> _Work request_
Transcribe the stretch of entries below from the line with "PR #572, opened 2026-04-20" through the line with "PR #573, opened 2026-04-20", exactly and with both ends included; leave out all other lines.

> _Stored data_
------------
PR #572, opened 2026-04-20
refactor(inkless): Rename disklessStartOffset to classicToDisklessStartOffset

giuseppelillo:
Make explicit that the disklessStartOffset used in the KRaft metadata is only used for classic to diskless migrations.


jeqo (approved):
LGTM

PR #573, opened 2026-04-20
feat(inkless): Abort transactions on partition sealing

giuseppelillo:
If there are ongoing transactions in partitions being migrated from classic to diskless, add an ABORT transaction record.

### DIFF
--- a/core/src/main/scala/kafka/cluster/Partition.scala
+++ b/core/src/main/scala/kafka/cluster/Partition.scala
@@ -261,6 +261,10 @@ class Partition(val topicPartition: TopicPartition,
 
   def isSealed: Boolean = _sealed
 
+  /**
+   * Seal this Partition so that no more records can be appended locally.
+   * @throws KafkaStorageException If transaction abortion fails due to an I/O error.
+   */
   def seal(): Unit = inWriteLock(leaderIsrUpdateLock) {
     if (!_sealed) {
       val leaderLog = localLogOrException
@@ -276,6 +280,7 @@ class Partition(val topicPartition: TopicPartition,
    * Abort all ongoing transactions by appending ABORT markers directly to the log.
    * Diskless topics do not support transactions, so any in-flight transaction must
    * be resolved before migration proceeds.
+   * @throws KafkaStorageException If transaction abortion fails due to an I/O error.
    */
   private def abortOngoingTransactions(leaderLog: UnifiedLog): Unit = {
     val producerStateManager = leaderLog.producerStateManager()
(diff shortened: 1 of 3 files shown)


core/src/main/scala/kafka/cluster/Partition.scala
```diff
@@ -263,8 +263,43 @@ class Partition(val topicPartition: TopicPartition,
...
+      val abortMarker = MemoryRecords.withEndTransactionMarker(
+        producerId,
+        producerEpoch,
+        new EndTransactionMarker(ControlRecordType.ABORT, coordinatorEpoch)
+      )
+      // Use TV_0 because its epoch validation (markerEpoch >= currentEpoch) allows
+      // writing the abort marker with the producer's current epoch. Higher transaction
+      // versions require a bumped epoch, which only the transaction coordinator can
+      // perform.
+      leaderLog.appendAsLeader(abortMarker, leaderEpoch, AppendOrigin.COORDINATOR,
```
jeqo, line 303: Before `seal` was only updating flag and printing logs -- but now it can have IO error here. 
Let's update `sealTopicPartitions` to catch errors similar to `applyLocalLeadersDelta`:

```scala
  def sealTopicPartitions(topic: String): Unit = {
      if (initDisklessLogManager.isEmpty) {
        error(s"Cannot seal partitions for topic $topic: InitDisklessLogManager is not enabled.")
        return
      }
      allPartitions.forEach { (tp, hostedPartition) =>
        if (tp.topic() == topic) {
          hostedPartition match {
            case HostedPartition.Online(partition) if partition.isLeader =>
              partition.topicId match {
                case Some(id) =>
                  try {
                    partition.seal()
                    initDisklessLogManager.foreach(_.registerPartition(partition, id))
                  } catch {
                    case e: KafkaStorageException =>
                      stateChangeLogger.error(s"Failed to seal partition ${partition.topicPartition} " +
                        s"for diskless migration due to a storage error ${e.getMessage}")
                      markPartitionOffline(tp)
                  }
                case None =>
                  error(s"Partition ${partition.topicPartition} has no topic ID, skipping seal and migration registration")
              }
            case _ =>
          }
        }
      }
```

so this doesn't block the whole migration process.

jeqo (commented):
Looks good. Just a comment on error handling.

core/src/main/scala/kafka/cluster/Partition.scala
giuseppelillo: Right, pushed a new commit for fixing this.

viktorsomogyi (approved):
------------
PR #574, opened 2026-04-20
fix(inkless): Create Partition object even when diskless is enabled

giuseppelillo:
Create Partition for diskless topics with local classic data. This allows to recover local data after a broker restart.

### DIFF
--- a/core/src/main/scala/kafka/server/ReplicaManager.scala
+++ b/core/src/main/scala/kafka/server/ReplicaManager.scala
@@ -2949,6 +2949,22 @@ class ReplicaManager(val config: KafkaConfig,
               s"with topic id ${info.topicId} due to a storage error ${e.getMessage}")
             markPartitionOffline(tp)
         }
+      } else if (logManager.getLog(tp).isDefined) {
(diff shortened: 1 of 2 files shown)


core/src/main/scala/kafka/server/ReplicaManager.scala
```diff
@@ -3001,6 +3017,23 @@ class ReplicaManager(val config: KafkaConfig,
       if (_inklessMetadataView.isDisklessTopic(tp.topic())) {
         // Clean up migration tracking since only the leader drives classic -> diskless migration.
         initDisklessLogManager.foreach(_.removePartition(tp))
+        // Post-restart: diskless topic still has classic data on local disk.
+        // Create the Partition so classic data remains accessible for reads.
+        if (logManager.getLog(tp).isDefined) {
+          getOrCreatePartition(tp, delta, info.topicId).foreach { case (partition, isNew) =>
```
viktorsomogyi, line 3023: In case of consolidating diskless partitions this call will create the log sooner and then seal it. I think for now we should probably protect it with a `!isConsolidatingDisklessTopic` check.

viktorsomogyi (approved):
------------
> _Solution to this problem_
PR #572, opened 2026-04-20
refactor(inkless): Rename disklessStartOffset to classicToDisklessStartOffset

giuseppelillo:
Make explicit that the disklessStartOffset used in the KRaft metadata is only used for classic to diskless migrations.


jeqo (approved):
LGTM

PR #573, opened 2026-04-20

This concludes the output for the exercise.